Au-delà du volume important de ces dépenses, les Sages s’inquiètent de leur dynamisme. Ainsi, entre 2011 et 2018, la Cour chiffre à + 4,9 %, la croissance annuelle des dépenses liées au paiement des pensions d’invalidité. Et ce n’est pas la progression modérée du montant moyen des pensions qui est en cause mais principalement le passage de 60 à 62 ans de l’âge légal de départ à la retraite, qui à lui seul, serait responsable d’une hausse de 20 à 25 % de la part des bénéficiaires d’une pension d’invalidité, pour une augmentation des dépenses de l’ordre de 1 à 1,5 milliard d’euros. L’impact de cette réforme commence toutefois à s’atténuer, l’anticipation de la hausse des dépenses 2019 est ainsi évaluée à seulement +2,4 %.

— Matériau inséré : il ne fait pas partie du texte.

PR #5789, opened 2022-12-12
feat(api-gateway, server-core): Added dataSources method

wolfeeeg:
**Check List**

[For example #12]

[Description goes here]

### DIFF
--- a/packages/cubejs-api-gateway/src/gateway.ts
+++ b/packages/cubejs-api-gateway/src/gateway.ts
@@ -1023,10 +1023,7 @@ class ApiGateway {
 
     try {
       const orchestratorApi = await this.getAdapterApi(context);
-      const { dataSources } = await this.getCompilerApi(context).dataSources({
-        requestId: context?.requestId,
-        skipQueryFactory: true,
-      }, orchestratorApi);
+      const { dataSources } = await this.getCompilerApi(context).dataSources(orchestratorApi);
 
       res({ dataSources });
     } catch (e) {
--- a/packages/cubejs-api-gateway/src/gateway.ts
+++ b/packages/cubejs-api-gateway/src/gateway.ts
@@ -366,6 +366,18 @@ class ApiGateway {
           });
         }
       );
+      
+      app.get(
+        '/cubejs-system/v1/data-sources',
+        jsonParser,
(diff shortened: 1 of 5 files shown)


packages/cubejs-server-core/src/core/CompilerApi.js
```diff
@@ -33,7 +33,7 @@ export class CompilerApi {
     return this.graphqlSchema;
   }
 
-  async getCompilers({ requestId } = {}) {
+  async getCompilers({ requestId, skipQueryFactory = false } = {}) {
```
wolfeeeg, line 36: we should skip queryFactory because inside it run driverFactory for all dataSources. 
And we need to check it one by one for security context

packages/cubejs-api-gateway/src/gateway.ts
```diff
@@ -990,6 +1002,27 @@ class ApiGateway {
       });
     }
   }
+  
+  protected async dataSources({ context, res }: { context: RequestContext, res: ResponseResultFn }) {
+    const requestStarted = new Date();
+
```
RusovDmitriy, line 1008: use `?` for context and check it inside function

MikeNitsenko (approved):

packages/cubejs-server-core/src/core/CompilerApi.js
```diff
@@ -187,6 +189,35 @@ export class CompilerApi {
     };
   }
 
+  async dataSources(options, orchestratorApi) {
```
buntarb, line 192: I would prefer if you'll keep `getCompilers` method in its original state, without changing its signature. Instead, you can partially duplicate its logic in the `dataSource` method. It is just a ~25 lines of code and I don't like this new `if` statement in the `getCompilers` method. You already added `dataSource` for your functionality, so lets split these two.

buntarb (changes requested):
See comments.

packages/cubejs-server-core/src/core/CompilerApi.js
wolfeeeg: done

buntarb (approved):

buntarb (approved):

Renforcer l’incitation au retour à l’emploi des pensionnés d’invalidité

Pour cela, les Hauts-magistrats appellent notamment à renforcer l’action « embryonnaire » de la prévention de la désinsertion professionnelle afin « de mieux identifier et accompagner les situations d’éloignement durable de l’emploi, mais sont insuffisamment outillées ».

De plus, dans une volonté d’incitation de retour à l’emploi, la Cour propose de substituer la règle de cumul revenus professionnels/pension d’invalidité par « un mécanisme de réduction progressive de la pension en fonction de l’augmentation des revenus professionnels, afin que tout revenu d’activité se traduise par un supplément de ressources ». Pour les pensions les plus élevées ou les reprises d’emploi les plus fortes, la Cour préconise une dispositif « moins favorable ».

D’autres propositions ont également été mises en avant et notamment, la limitation de la durée d’attribution d’une pension d’invalidité, échéance au-delà de laquelle une réévaluation de la situation de l’assuré serait menée par les services de l’Assurance maladie.

Harmoniser les contrôles

Enfin, les Sages appellent à une harmonisation des contrôles des pensionnés d’invalidité, notamment à travers la mise en œuvre d’un processus de vérification automatisée systématique des revenus professionnels ou des ressources déclarées par les titulaires de pensions d’invalidité et de l’allocation supplémentaire d’invalidité (ASI), à partir des données intégrées à la base des ressources mensuelles des organismes sociaux.